EXERCISE REQUIREMENTS → The data below should be duplicated in full, unchanged.
···
PR #1126, opened 2012-10-12
Bug 2297 - Fixed preview button to work on import

jbuck:


src/core/project.js
```diff
@@ -197,6 +213,14 @@ define( [ 'core/eventmanager', 'core/media' ],
           }
         }
       }
+
+      // If we're loading data from the server, then save it again so stuff works
+      // This is a bad hack and I should feel bad
+      if ( json.projectID ) {
+        _this.save(function(e) {
```
humphd: This empty callback is fine, but don't leave it open (empty space) like that, be clear that it's meant to be an empty func.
···
TASK OUTPUT →
PR #1126, opened 2012-10-12
Bug 2297 - Fixed preview button to work on import

jbuck:


src/core/project.js
```diff
@@ -197,6 +213,14 @@ define( [ 'core/eventmanager', 'core/media' ],
           }
         }
       }
+
+      // If we're loading data from the server, then save it again so stuff works
+      // This is a bad hack and I should feel bad
+      if ( json.projectID ) {
+        _this.save(function(e) {
```
humphd: This empty callback is fine, but don't leave it open (empty space) like that, be clear that it's meant to be an empty func.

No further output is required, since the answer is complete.